◆ **PROBLEM STATEMENT**
Narrow the data below down to the lines containing "Cargo".
=== GIVEN DATA ===
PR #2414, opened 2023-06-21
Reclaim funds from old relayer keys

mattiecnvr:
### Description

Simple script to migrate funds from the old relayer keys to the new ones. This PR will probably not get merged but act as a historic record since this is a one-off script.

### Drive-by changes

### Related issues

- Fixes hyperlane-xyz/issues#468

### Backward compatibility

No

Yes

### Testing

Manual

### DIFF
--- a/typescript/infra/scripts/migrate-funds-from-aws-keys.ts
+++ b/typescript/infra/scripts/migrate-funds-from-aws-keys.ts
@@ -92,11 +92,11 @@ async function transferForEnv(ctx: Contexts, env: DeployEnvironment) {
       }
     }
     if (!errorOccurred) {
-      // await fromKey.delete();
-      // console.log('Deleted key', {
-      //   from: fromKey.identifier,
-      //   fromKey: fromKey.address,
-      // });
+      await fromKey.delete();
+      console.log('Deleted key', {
===
=== GIVEN DATA ===
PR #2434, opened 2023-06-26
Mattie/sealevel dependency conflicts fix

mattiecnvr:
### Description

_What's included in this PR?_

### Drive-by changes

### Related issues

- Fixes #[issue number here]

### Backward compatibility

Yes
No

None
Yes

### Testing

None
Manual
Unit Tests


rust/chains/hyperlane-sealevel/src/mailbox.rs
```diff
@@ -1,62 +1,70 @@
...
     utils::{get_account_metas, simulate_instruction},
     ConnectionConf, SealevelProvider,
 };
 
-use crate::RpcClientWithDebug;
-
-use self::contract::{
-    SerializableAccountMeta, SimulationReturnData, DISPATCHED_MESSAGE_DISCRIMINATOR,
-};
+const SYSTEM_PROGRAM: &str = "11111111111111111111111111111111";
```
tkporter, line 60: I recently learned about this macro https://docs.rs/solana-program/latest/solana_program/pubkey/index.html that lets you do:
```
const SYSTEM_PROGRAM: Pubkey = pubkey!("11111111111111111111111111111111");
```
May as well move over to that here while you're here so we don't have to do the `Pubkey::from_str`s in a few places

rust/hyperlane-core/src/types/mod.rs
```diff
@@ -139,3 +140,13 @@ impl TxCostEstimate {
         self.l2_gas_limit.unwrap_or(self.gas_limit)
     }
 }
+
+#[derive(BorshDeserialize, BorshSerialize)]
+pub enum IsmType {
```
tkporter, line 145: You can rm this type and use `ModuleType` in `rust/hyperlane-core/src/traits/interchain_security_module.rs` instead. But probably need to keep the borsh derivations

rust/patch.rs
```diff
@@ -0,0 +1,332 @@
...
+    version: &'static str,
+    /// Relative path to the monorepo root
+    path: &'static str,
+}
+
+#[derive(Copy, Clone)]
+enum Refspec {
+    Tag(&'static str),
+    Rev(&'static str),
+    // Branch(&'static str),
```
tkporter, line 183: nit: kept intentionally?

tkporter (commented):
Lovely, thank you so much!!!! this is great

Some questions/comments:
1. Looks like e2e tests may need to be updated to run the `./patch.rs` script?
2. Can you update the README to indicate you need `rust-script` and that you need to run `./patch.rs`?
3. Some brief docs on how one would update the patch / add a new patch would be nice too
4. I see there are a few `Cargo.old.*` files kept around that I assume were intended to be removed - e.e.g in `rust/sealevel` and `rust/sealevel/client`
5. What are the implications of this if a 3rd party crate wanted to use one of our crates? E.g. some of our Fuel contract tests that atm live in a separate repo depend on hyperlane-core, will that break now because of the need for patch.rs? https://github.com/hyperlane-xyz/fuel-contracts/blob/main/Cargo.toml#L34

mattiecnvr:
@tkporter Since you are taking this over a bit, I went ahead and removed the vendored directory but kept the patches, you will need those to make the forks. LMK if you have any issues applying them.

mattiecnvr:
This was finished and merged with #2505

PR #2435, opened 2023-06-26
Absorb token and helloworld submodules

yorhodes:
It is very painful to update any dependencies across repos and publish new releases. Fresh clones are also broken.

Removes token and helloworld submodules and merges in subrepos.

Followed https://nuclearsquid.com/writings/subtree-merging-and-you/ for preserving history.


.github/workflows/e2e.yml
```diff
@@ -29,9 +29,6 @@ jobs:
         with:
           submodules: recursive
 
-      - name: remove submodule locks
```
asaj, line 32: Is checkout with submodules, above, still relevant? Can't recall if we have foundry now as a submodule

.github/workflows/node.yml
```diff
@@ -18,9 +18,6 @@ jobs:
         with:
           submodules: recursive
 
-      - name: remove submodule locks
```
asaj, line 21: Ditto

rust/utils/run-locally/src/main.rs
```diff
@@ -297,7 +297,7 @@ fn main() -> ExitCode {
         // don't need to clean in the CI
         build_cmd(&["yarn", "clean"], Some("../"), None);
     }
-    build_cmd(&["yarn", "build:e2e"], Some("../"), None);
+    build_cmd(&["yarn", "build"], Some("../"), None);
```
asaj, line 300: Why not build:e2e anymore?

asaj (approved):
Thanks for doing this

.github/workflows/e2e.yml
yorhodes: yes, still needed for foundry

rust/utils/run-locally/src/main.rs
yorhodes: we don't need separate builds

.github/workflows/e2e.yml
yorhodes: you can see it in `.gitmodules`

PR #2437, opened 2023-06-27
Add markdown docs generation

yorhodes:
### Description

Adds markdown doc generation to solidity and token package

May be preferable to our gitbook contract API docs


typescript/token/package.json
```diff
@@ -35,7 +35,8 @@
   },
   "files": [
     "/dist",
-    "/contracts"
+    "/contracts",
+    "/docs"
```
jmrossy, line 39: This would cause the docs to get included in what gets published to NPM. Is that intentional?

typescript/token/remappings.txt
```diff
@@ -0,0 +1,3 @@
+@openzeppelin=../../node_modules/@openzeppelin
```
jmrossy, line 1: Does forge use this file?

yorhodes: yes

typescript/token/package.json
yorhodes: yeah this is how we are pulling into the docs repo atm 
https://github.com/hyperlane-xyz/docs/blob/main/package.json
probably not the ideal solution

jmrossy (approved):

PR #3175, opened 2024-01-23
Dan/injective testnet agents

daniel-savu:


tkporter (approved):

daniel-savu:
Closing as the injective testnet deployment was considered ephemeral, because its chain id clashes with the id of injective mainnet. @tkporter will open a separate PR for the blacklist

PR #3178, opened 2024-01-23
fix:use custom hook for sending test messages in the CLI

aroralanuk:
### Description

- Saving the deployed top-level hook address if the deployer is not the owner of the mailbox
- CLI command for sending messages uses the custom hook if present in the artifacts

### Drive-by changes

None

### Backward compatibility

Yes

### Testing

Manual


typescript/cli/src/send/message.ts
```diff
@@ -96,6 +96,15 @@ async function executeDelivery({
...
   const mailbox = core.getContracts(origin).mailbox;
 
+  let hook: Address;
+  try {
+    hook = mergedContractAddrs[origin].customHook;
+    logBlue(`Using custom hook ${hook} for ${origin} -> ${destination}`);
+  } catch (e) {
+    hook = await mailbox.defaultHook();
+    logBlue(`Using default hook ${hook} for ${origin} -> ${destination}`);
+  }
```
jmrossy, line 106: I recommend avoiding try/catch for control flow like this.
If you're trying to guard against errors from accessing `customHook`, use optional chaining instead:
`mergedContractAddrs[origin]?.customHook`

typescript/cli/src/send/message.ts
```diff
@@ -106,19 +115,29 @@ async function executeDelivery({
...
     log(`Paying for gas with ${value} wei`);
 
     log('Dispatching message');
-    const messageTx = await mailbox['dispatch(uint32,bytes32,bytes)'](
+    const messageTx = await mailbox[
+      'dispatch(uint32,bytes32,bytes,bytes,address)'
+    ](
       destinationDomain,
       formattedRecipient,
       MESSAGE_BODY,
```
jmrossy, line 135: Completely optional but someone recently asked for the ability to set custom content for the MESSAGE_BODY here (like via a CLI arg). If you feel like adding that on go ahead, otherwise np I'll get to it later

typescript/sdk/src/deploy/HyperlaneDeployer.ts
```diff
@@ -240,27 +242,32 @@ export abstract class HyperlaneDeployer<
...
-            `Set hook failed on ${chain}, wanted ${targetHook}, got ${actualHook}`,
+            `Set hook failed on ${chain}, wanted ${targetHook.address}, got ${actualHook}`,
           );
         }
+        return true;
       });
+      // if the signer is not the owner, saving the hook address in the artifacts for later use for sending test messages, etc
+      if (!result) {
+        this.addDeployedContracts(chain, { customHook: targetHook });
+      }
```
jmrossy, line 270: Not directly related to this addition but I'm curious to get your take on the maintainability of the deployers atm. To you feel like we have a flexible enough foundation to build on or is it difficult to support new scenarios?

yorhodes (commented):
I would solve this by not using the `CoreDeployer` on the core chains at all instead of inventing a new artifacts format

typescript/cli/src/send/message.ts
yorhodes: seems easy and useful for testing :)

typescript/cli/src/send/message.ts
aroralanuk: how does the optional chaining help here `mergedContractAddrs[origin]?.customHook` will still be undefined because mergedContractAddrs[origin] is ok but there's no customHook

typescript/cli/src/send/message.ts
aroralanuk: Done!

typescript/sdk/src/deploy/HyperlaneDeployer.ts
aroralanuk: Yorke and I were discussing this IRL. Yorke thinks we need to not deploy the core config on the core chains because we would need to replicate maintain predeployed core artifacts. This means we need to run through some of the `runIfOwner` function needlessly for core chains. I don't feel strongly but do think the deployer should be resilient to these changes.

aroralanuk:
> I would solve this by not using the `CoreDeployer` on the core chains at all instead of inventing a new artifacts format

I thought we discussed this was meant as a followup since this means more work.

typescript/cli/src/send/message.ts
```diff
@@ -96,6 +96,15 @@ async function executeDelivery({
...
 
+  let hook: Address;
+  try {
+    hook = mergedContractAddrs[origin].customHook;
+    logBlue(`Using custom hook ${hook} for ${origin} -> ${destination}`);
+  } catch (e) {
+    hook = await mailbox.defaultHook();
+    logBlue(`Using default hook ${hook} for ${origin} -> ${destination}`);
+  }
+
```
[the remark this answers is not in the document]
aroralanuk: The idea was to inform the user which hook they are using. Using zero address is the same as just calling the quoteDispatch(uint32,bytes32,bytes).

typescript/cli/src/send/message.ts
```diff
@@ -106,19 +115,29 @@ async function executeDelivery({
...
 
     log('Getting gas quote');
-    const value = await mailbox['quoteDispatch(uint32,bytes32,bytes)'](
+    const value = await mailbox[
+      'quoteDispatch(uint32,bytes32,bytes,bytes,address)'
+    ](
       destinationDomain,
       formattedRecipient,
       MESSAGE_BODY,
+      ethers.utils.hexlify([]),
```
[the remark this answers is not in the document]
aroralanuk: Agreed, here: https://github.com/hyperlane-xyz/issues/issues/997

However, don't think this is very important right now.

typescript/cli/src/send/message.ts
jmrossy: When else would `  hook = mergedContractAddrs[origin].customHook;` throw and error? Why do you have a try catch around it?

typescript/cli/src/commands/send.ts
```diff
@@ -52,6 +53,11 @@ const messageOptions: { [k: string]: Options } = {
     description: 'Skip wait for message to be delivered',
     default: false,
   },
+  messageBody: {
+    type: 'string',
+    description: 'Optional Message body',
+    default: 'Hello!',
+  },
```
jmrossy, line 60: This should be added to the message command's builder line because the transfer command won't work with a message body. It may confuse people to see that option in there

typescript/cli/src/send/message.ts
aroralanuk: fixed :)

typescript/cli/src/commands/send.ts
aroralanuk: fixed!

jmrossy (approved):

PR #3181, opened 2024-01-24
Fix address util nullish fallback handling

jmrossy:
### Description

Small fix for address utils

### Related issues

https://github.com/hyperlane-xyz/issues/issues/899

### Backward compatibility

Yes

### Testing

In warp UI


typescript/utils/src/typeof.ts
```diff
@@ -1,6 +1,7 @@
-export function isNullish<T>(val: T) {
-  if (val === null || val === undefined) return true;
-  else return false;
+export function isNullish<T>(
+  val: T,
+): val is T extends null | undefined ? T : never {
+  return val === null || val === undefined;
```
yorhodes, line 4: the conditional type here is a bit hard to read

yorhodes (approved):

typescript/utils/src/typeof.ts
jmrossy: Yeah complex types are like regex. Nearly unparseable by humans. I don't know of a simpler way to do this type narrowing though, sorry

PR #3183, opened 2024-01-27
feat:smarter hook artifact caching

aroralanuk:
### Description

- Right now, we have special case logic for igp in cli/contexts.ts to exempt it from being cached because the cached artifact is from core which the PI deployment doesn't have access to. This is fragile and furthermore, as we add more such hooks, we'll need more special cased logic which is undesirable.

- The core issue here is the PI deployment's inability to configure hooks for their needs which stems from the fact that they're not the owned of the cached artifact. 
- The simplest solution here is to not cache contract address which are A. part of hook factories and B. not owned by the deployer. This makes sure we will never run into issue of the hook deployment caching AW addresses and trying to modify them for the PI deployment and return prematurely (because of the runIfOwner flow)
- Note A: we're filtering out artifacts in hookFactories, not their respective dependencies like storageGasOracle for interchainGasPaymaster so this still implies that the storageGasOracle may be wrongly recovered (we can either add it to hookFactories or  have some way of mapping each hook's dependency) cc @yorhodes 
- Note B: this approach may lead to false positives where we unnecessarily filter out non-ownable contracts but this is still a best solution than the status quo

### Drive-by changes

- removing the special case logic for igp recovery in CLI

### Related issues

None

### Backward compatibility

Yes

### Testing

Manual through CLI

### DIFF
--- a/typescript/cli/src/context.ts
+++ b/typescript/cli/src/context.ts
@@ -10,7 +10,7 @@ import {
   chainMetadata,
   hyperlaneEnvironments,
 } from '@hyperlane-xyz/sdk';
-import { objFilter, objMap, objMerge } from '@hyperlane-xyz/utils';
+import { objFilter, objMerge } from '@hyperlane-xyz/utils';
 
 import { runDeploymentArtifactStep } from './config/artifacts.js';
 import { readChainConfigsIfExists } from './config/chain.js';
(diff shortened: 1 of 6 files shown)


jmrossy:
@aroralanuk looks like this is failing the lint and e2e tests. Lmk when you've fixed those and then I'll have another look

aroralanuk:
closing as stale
===
◆ **ANSWER BELOW**
4. I see there are a few `Cargo.old.*` files kept around that I assume were intended to be removed - e.e.g in `rust/sealevel` and `rust/sealevel/client`
5. What are the implications of this if a 3rd party crate wanted to use one of our crates? E.g. some of our Fuel contract tests that atm live in a separate repo depend on hyperlane-core, will that break now because of the need for patch.rs? https://github.com/hyperlane-xyz/fuel-contracts/blob/main/Cargo.toml#L34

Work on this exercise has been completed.